Circulation by microwave-induced vortex transport for signal isolation

TL;DR

This paper demonstrates a novel microwave circulator using vortex transport in superconducting arrays, achieving nonreciprocal signal routing at low magnetic fields suitable for quantum devices.

Contribution

It introduces a vortex-based circulator leveraging superconducting arrays, offering a compact, low-field alternative to traditional ferromagnetic devices.

Findings

Operates at microwave frequencies relevant for qubits

Requires significantly lower magnetic fields than conventional circulators

Achieves low insertion loss and moderate bandwidth

Abstract

Magnetic fields break time-reversal symmetry, which is leveraged in many settings to enable the nonreciprocal behavior of light. This is the core physics of circulators and other elements used in a variety of microwave and optical settings.

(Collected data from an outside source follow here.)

Issue #880, opened 2026-06-10
embed tests use fixed port 8767 → EADDRINUSE when the local MC pane is running


mellanon:
`src/surface/mc/__tests__/embed.test.ts` boots `startMissionControl` on the fixed default port 8767. Now that MC runs in-process on the meta-factory stack (live local pane), 8767 is held by the daemon, so these tests fail with EADDRINUSE on any dev machine running the pane. CI is unaffected (no daemon on the runner), but local `bun test` now flakes.

Fix: boot the embed test on an ephemeral port (port 0 / OS-assigned) and read the actual bound port from the handle (the embed already supports port 0 → MC-yaml default; pass an explicit ephemeral port in the test). Surfaced during the MC-I1 live deploy (#843).

mellanon:
PR #884 opens the fix. Root cause: `writeMcYaml()` wrote a yaml with no `port` key, so the embed's port resolution fell back to the MC default 8767 (config.ts DEFAULT_CONFIG) — `opts.port: 0` is falsy and never overrode it. Fix: the helper now emits `port: 0`, so Bun.serve binds an OS-assigned ephemeral port and tests read the real port off `handle.port`. No embed.ts change needed. Verified 4/0 on the embed file and 5337/0 full-suite WHILE a daemon held 8767.

PR #881, opened 2026-06-10
feat(mc): MC dashboard subscribes to the mc.projection WS frame (live refetch)

### LINKED ISSUE #863: dashboard-v2: subscribe to the mc.projection WS frame (debounced refetch)
Follow-up from the #862 review (MC-I1.S6, umbrella #843). The server-side `mc.projection` broadcast frame is live but no dashboard-v2 hook subscribes yet — clients currently pick up projected changes on their next state.transition-driven refetch. Wire use-websocket's type-keyed dispatcher to trigger a debounced refetch on `mc.projection` (additive frame, no protocol bump needed). User-facing UI work, distinct from the server seam.

mellanon:
## What

Wires `dashboard-v2` to subscribe to the **`mc.projection`** WebSocket frame so the live pane refreshes the moment the bus→MC projection renderer writes — instead of waiting for the next `state.transition`-driven refetch.

## Why

S6 (#862, merged) added a **server-side** `mc.projection` WS broadcast: when the MC projection renderer mutates MC state from a bus envelope (review verdicts, agent heartbeats, federated attention, adapter health, dispatch-lifecycle transitions), the server fans the write out via `wsRegistry`. **But no dashboard-v2 client subscribed to it** — closing the consumer side of the S4 "projection writes bypass WS fan-out" gap is this PR.

## Frame-shape finding: **family-hinted** (not generic)

The S6 frame (`src/surface/mc/ws/types.ts` + `notifications.ts` `broadcastProjection`) is:

```ts
{ type: "mc.projection";
  family: "dispatch.lifecycle" | "review.verdict" | "agent.heartbeat" | "attention" | "adapter.health";
  sessionId?: string; assignmentId?: string }
```

So it carries a `family` discriminator. Like `state.transition`, it is a **refresh signal**, not authoritative-by-payload (rows still come from REST on refetch). We exploit the hint to refetch **only the relevant views per family** rather than refetching everything:

| family | refetches |
|---|---|
| `dispatch.lifecycle` | working-agents + tasks |
| `review.verdict` | working-agents + attention |
| `agent.heartbeat` | working-agents |
| `attention` | attention |
| `adapter.health` | — (no live execution pane reads it) |

Unknown / malformed families route to nothing (defensive against future server families).

## Approach

- **`lib/projection-routing.ts`** — pure family→view policy (`routeProjectionFamily`, `projectionAffectsView`).
- **`lib/projection-subscriber.ts`** — pure `attachProjectionRefetch`: subscribe to `mc.projection`, family-filter, **trailing debounce**, teardown cancels the pending timer (injectable timer seam for tests).
- **`hooks/use-projection-refetch.ts`** — thin React wrapper; manages effect lifecycle so no `setState` fires after unmount.
- Wired into **use-working-agents**, **use-tasks**, **use-attention** — each reuses its **existing** REST refetch (no new data layer). `use-attention` now takes `ws` and its projection refetch is gated on `enabled` (no fetch while the tab is closed).

**Debounce:** per-subscriber trailing window, **300ms** (in the issue's 250–500ms band), so a projection burst (team handoff, verdict cascade, dispatch fan-out) coalesces into one refetch. Cancels on unmount.

**Additive:** other frame handling is untouched; old clients ignoring the frame keep working.

## Test plan

`src/surface/mc/dashboard-v2/__tests__/projection-refetch.test.ts` (16 cases, all green):
- family→view routing for every family + unknown/empty;
- a targeting frame fires a debounced refetch after the window;
- a burst of N frames → **one** refetch (coalescing);
- non-targeting + unknown + malformed (no/non-string `family`) frames ignored;
- **other** frame types (`state.transition`, `task.updated`, `iteration.created`) unaffected;
- teardown cancels the pending refetch and unsubscribes (no fire after unmount).

## Gates

- `bunx tsc --noEmit` — clean
- `bun run lint` — 0 errors (pre-existing warnings only, none in changed files)
- `bun test` — full suite: 5333 pass / 2 fail; the 2 failures are `src/surface/mc/__tests__/embed.test.ts` (MC embed port/health boot), **pre-existing on clean origin/main** (verified) and unrelated to dashboard-v2.
- dashboard-v2 carve-out: 445 pass / 0 fail.

## Live note

The backend `mc.projection` frame is already live (pane up on localhost:8767; GET endpoints verified 200). **Full live verification of this client change needs a dashboard rebuild + deploy** (`bun build` → `wrangler pages deploy`) — that is the separate live step and is out of scope for this PR.

Closes #863
Part of #843

### DIFF
--- a/src/surface/mc/dashboard-v2/hooks/use-working-agents.ts
+++ b/src/surface/mc/dashboard-v2/hooks/use-working-agents.ts
@@ -17,6 +17,7 @@
 import { useCallback, useEffect, useRef, useState } from "react";
 import { ApiFailure, getJson } from "../lib/api";
 import type { WsClient, WsMessage } from "./use-websocket";
+import { useProjectionRefetch } from "./use-projection-refetch";
 
 export interface WorkingAgentTile {
   agent_id: string;
@@ -117,6 +118,15 @@ export function useWorkingAgents(ws: WsClient): WorkingAgentsState {
     }
     return subscribe("state.transition", onTransition);
   }, [subscribe, fetchAgents]);
+
+  // C-863 — also refresh off the S6 `mc.projection` broadcast so bus→MC
+  // projection writes (dispatch-lifecycle transitions, review verdicts, agent
+  // heartbeats) push the working grid live instead of waiting for the next
+  // `state.transition`-driven refetch. Its own (wider) trailing debounce
+  // coalesces projection bursts; the zero-arg `refetch` is stable for the hook
+  // lifetime so the subscription isn't torn down every render.
+  const refetch = useCallback(() => { void fetchAgents(); }, [fetchAgents]);
+  useProjectionRefetch(ws, "working-agents", refetch);
 
   return { agents, loaded, error };
 }
--- a/src/surface/mc/dashboard-v2/lib/projection-routing.ts
+++ b/src/surface/mc/dashboard-v2/lib/projection-routing.ts
@@ -1,0 +1,78 @@
+/**
+ * MC-I1.S6 / C-863 — `mc.projection` family → live-view routing.
+ *
+ * S6 (#862) added a server-side `mc.projection` WS broadcast: when the bus→MC
+ * projection renderer mutates MC state from an envelope (review verdicts, agent
+ * heartbeats, federated attention, adapter health, or a dispatch-lifecycle
+ * transition) it fans the write out to live dashboard clients. The frame is
+ * **family-hinted** — it carries a `family` discriminator plus optional
+ * `sessionId` / `assignmentId` joins — but, like `state.transition`, it is a
+ * REFRESH SIGNAL, not authoritative-by-payload: the rows still come from the
+ * REST API on refetch.
+ *
+ * This module owns the one piece of policy the wiring needs — which live views a
+ * given `family` can affect — kept pure so it's unit-testable without a DOM. A
+ * view subscribes to `mc.projection` and refetches only when the frame's family
+ * routes to it; a family that touches no live pane (today: `adapter.health`,
+ * which only feeds the adapter-health surface, not the three live execution
+ * panes) routes to the empty set and triggers no refetch.
+ */
+
+/** The projection families the server may stamp on an `mc.projection` frame. */
+export const PROJECTION_FAMILIES = [
+  "dispatch.lifecycle",
+  "review.verdict",
+  "agent.heartbeat",
+  "attention",
+  "adapter.health",
+] as const;
+
+export type ProjectionFamily = (typeof PROJECTION_FAMILIES)[number];
+
+/**
+ * The live views a `mc.projection` refetch can target. These are the
+ * data hooks whose REST payload a projection write can invalidate.
+ */
+export type ProjectionView = "working-agents" | "tasks" | "attention";
+
+/**
+ * Map a projection `family` → the live views it can invalidate.
+ *
+ *   - `dispatch.lifecycle` — a dispatch moved (queued → dispatched → running →
+ *     done/blocked). Re-reads the working grid AND the task table (a task's
+ *     aggregate state can flip on any dispatch transition).
+ *   - `review.verdict` — a reviewer posted a verdict. Touches the working grid
+ *     (the reviewed assignment's state) and the attention queue (a blocking
+ *     verdict can open/clear an attention entry).
+ *   - `agent.heartbeat` — an agent's liveness changed. Working grid only.
+ *   - `attention` — the attention queue itself changed.
+ *   - `adapter.health` — adapter up/down; no live execution pane reads it, so
+ *     it routes to nothing (additive future surface).
+ *
+ * An unknown / malformed family routes to the empty set (defensive: a future
+ * server family this client doesn't know about triggers no spurious refetch).
+ */
+export function routeProjectionFamily(family: string): readonly ProjectionView[] {
+  switch (family) {
+    case "dispatch.lifecycle":
+      return ["working-agents", "tasks"];
+    case "review.verdict":
+      return ["working-agents", "attention"];
+    case "agent.heartbeat":
+      return ["working-agents"];
+    case "attention":
+      return ["attention"];
+    case "adapter.health":
+      return [];
+    default:
+      return [];
+  }
+}
+
+/** Does an `mc.projection` frame of this family target the given view? */
+export function projectionAffectsView(
+  family: string,
+  view: ProjectionView
+): boolean {
+  return routeProjectionFamily(family).includes(view);
+}
--- a/src/surface/mc/dashboard-v2/__tests__/projection-refetch.test.ts
+++ b/src/surface/mc/dashboard-v2/__tests__/projection-refetch.test.ts
@@ -1,0 +1,284 @@
+/**
+ * MC-I1.S6 / C-863 — `mc.projection` → debounced-refetch wiring tests.
+ *
+ * Covers (per the issue's test plan):
+ *   - the family→view routing policy (`projection-routing`);
+ *   - the subscriber core (`projection-subscriber`): a targeting frame fires a
+ *     debounced refetch; a burst of N frames coalesces into ONE; non-targeting
+ *     and unknown families are ignored; OTHER frame types are unaffected;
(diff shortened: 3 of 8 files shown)


src/surface/mc/dashboard-v2/hooks/use-working-agents.ts
```diff
@@ -118,5 +119,14 @@ export function useWorkingAgents(ws: WsClient): WorkingAgentsState {
...
   }, [subscribe, fetchAgents]);
 
+  // C-863 — also refresh off the S6 `mc.projection` broadcast so bus→MC
+  // projection writes (dispatch-lifecycle transitions, review verdicts, agent
+  // heartbeats) push the working grid live instead of waiting for the next
+  // `state.transition`-driven refetch. Its own (wider) trailing debounce
+  // coalesces projection bursts; the zero-arg `refetch` is stable for the hook
+  // lifetime so the subscription isn't torn down every render.
+  const refetch = useCallback(() => { void fetchAgents(); }, [fetchAgents]);
+  useProjectionRefetch(ws, "working-agents", refetch);
```
mellanon, line 129: **[nit/architecture]** Dual-signal redundancy — acceptable, noting for the record.

`use-working-agents` now has two independent refresh paths to the SAME REST endpoint: the existing `state.transition` debounce (100ms, `debounceRef`) and this new `mc.projection` debounce (300ms, the subscriber's internal `pending`). They use **separate timers** and don't coalesce, so one bus envelope that emits both a `state.transition` and an `mc.projection` frame can fire two `GET /api/working-agents` calls ~200ms apart.

This is harmless — the GET is idempotent and the `genRef`+`AbortController` race guard prevents any stale-response clobber — and it matches the PR's stated design (additive, reuse existing refetch). Not a blocker. If projection-frame volume ever proves high, a future pass could funnel both signal sources through one shared debounce per view. No action needed now.

src/surface/mc/dashboard-v2/lib/projection-routing.ts
```diff
@@ -0,0 +1,78 @@
...
+ * REFRESH SIGNAL, not authoritative-by-payload: the rows still come from the
+ * REST API on refetch.
+ *
+ * This module owns the one piece of policy the wiring needs — which live views a
+ * given `family` can affect — kept pure so it's unit-testable without a DOM. A
+ * view subscribes to `mc.projection` and refetches only when the frame's family
+ * routes to it; a family that touches no live pane (today: `adapter.health`,
+ * which only feeds the adapter-health surface, not the three live execution
+ * panes) routes to the empty set and triggers no refetch.
+ */
```
mellanon, line 19: **[nit/architecture]** Client ignores the frame's `sessionId`/`assignmentId` joins — intentional, worth a one-line comment.

The S6 frame carries optional `sessionId`/`assignmentId` (see `ws/types.ts`), but the client routes purely on `family` and refetches the whole view. That's the right call for a refresh-signal protocol (rows come from REST, not the frame), and it's what makes the heartbeat-storm coalescing work — all sessions' frames share one per-view debounce rather than fanning out per-session.

Since the routing module's docstring mentions the `sessionId`/`assignmentId` joins, a reader might expect them to be consumed. Consider a one-liner in `projection-routing.ts` noting the client deliberately does NOT key on them (a future targeted-refetch optimization could, but the current refresh-signal design doesn't). Cosmetic only.

mellanon:
## Full Review Summary: the-metafactory/cortex#881

FullReview — 6 lenses + duplication, weighted CodeQuality + Architecture + a React-correctness pass.

`lint gate: ci` — Lint / Typecheck / Test / governance / vocab carve-out all **SUCCESS**.

### Lens Results
| Hardening | 0 | 0 | 0 | 0 | pass (n/a — pure client refetch wiring) |
| Architecture | 0 | 0 | 0 | 2 | pass |

### React-correctness pass (the load-bearing review)

**All four lifecycle concerns verified clean:**

1. **No setState-after-unmount.** `attachProjectionRefetch` teardown both `unsubscribe()`s AND `timer.clear(pending)`s the pending debounce (subscriber.ts:70-76). `useProjectionRefetch`'s `useEffect` returns that teardown directly (use-projection-refetch.ts:38-40). Each consuming hook ALSO carries its own `aliveRef` guard inside `refetch` as belt-and-braces. Covered by the `teardown cancels a pending refetch` + `frames arriving after teardown` tests.
2. **No resubscribe storm.** Effect deps are `[subscribe, view, refetch, debounceMs]` — every one is stable: `ws.subscribe` is `useCallback([])` (use-websocket.ts:107), each `refetch` is a `useCallback` over a stable `useCallback([])` fetcher, `view`/`debounceMs` are literals. No stale closure over an old refetch fn.
3. **use-attention `ws`+`enabled` gating does NOT resubscribe each render.** The `enabled` gate is read off `enabledRef` inside `refetch` (use-attention.ts:72-75), so `refetch`'s identity is stable across `enabled` flips → the subscription effect doesn't re-run. A frame arriving while the tab is closed short-circuits in `refetch` rather than tearing down/re-establishing the sub. Correct.
4. **app.tsx wiring** — the one-line `useAttention(ws, …)` threading is the only call-site change; signature matches.

### Debounce-starvation assessment (the hypothesized risk)

**Not a real risk.** The debounce is **per-subscriber == per-view**: `use-working-agents`, `use-tasks`, `use-attention` each call `useProjectionRefetch` once → three independent `attachProjectionRefetch` instances, three separate `pending` timers. A steady `agent.heartbeat` stream routes ONLY to the working-agents subscriber's timer; it **cannot** starve the attention subscriber (different instance, different `pending`). Cross-family starvation is structurally impossible.

Within a single view, starvation would require >3.3 frames/sec sustained to that view. Heartbeats fire ~every 30s/session (30000ms ≫ 300ms window) so each settles long before the next — and crucially the client subscribes to the frame **type**, never keys on `sessionId`, so N concurrent sessions' heartbeats all reset ONE shared working-agents timer → coalesced into one refetch. The only sub-300ms burst case is a genuine dispatch fan-out, where coalesce-then-one-refetch is precisely the desired behavior. **Heartbeat-storm concern resolved: debounce is shared across sessions per-view, not per-session.**

### Double-refetch assessment

**Real but acceptable** (inline nit on use-working-agents.ts:129). A bus envelope emitting both `state.transition` and `mc.projection` drives two independent timers (100ms transition debounce + 300ms projection debounce, not coalesced) → up to two `GET /api/working-agents` ~200ms apart. Harmless: idempotent GET, `genRef`+`AbortController` race-guard prevents stale clobber. Coalescing both signal sources into one per-view debounce is a viable future optimization but would couple two independently-evolving refresh paths — correctly deferred.

### Family-routing sanity-check

All five mappings correct against what each view renders: dispatch.lifecycle→{working-agents,tasks} ✓ (aggregate state flips on any dispatch transition), review.verdict→{working-agents,attention} ✓ (blocking verdict opens/clears attention), agent.heartbeat→{working-agents} ✓, attention→{attention} ✓, adapter.health→∅ ✓ (no live execution pane reads it). Malformed-frame safety confirmed: `routeProjectionFamily` is total over `string` with `default: []`, and the handler guards `typeof family !== "string"` before routing — **cannot throw**. Covered by the unknown/no-family/non-string-family test.

### Gates (re-verified locally)
- `bun test src/surface/mc/dashboard-v2` — **445 pass / 0 fail**
- CI: Lint / Typecheck / Test / governance / vocab carve-out — all **SUCCESS**
- 2 known `embed.test.ts` EADDRINUSE failures (#880) — pre-existing, unrelated, out of scope.

### Overall Verdict: **MERGE**

Tightly-scoped, additive, correct. Pure modules + injectable timer seam make the core DOM-free unit-testable; the React wrapper is a thin lifecycle manager that does the one thing it must (cancel pending on unmount). 16 well-targeted tests cover routing, coalescing, malformed frames, and teardown. The two findings are cosmetic nits the author already addresses in comments — neither blocks merge.

mellanon (commented):
Full review (6 lenses + duplication) — React-correctness pass clean: no setState-after-unmount, no resubscribe storm, per-view debounce so heartbeat streams can't starve attention; family routing correct + malformed-frame safe; double-refetch acceptable (idempotent GET). All gates green.

verdict: blockers=0 majors=0 nits=2 — recommend: merge (posted as comment-review — bot/self account opened the PR; --approve blocked by GitHub)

Commercial circulators in the microwave domain typically use ferromagnetic materials and wave interference, requiring large devices and large fields. However, quantum information devices for sensing and computation require small sizes, lower fields, and better on-chip integration. Equivalences to ferromagnetic order -- such as the XY model -- can be realized at much lower magnetic fields by using arrays of superconducting islands connected by Josephson junctions. Here we show that the quantum-coherent motion of a single vortex in such an array suffices to induce nonreciprocal behavior, enabling a small-scale, moderate-bandwidth, and low insertion loss circulator at very low magnetic fields and at microwave frequencies relevant for experiments with qubits.